男性が女装したい本当の理由

 かなりの割合でやってみたい男性がいる女装ですが、その願望にもいくつか種類があるようです。

 まず、肉体的な性と精神的な性での食い違いで違和感がある人には真剣な話です。女装することで心が安定するケースもあるかもしれません。

 そうでない場合の「変身願望説」は、日常に飽きたときの、ちょっとした刺激剤みたいなもの。少し前にも、俳優の浅野忠信さんがインスタグラムにアップした、金髪やボブにリボンという女装風写真に反響がありました。これは、ただの加工のいたずら。日常に刺激を与える楽しみ方の一つではないでしょうか。

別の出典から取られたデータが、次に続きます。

PR #842, opened 2022-03-01
Add normalize! to TEBD Tutorial

emstoudenmire:
Norm should be kept at 1.0 for real-time TEBD Tutorial in the docs.

### DIFF
--- a/docs/src/tutorials/MPSTimeEvolution.md
+++ b/docs/src/tutorials/MPSTimeEvolution.md
@@ -106,6 +106,7 @@ let
   # for Nsteps steps and printing <Sz> on site c
   for step=1:Nsteps
     psi = apply(gates, psi; cutoff=cutoff)
+    normalize!(psi)
     t += tau
     Sz = expect(psi,"Sz";site_range=c:c)
     println("$t $Sz")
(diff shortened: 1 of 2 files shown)


mtfishman:
It would be good to have a flag `normalize` in `apply` that turned this on and off internally.

emstoudenmire:
Yes agreed. And I would argue that the default should be off, since that way the literal meaning is to apply the gates to the state. For TVDP I was kind of debating about a similar thing: should we primarily think of it as "applying" exp(H t) to the state and returning that, or as a "time evolution of quantum states" algorithm where one prefers the state to be normalized. I guess logically the first one, but then it's a little frustrating that for the application it will be used the most for, a best practice is to pass a keyword arg `normalize=true` every time.

mtfishman:
Yeah, I prefer taking the more literal version by default (so `normalize=false` by default). In general people will use unitary evolution anyway, in which case using `normalize=true` wouldn't be so important anyway (and then the norm of the resulting state can give some idea for the truncation/fidelity loss).

emstoudenmire:
Ok so then we're agreed about that. I just switched the default to be not to normalize in TDVP, and we can also nicely add that keyword arg to `apply` without it changing any default behavior that way too.

PR #843, opened 2022-03-01
Unification of `gate` and `op` & some `OpSum` functions

GTorlai:
This PR implements the following changes:

**1)** Change the `SiteOp` type to accept a dense array as input, with appropriate modifications to `MPOTerm`

**2)** Introduce some additional algebra for `OpSum`

**3)** Add support for parametric ops in `MPO`

**4)** Consolidate operators for two-level systems into `qubits.jl`, with `spinhalf.jl` containing aliases.

**5)** Add the `adjoint` keyword argument in the `op` system to generated adjoint operators (used in bases rotations for example).


src/physics/site_types/qubit.jl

 そして、女性の服装をして楽しむのは「男性という役割からの解放」という心理学の説もあります。「男は強くなくてはいけない」や「女性を守らなくてはいけない」など、「男はこうであるべき」という社会的に期待されている重責があります。でも、形だけでも女性になることで解放されて快感……というわけです。

 レストランなどのドレスコードでも、女性のサンダルは許されても男性はダメ。さらにはポロシャツであっても、入り口でネクタイを貸し出して着用させられることがあります。ポロシャツにネクタイ姿のほうがよっぽど滑稽に思えますが、決まりは決まり。これがドレスコードであり、社会というものでもあります。

「男子はジャケット着用を強いられることがあるんだよぅ……」心のつぶやき  (C) PIXTA
「男子はジャケット着用を強いられることがあるんだよぅ……」心のつぶやき  (C) PIXTA

 ちょっとおしゃれしていれば幅広く許される女性に比べて、男性は社会的な役割もさることながら、ドレスコードも女性よりも重いこともあるのです。

 さて、イギリスの学校では、その後も「規則がないから短パンはダメ」としているため、しばらく男子生徒はスカートをはき続けていたのだとか。理由はもちろん、暑いし、抗議活動だし、そしてあれこれ……。でも今回の事件を受けて学校側は、「来年は制服の規定に短パンを加えることも検討」とのコメントを発表していました。

 規定が変わって短パンがはけるようになったら、抗議活動は成功! 短パンをはいて満足顔で元気に登校する男の子たちの姿は見られるのでしょうか。スカートがはけなくなることに若干寂しさを感じる子も、もしかしたらいるかもしれませんね。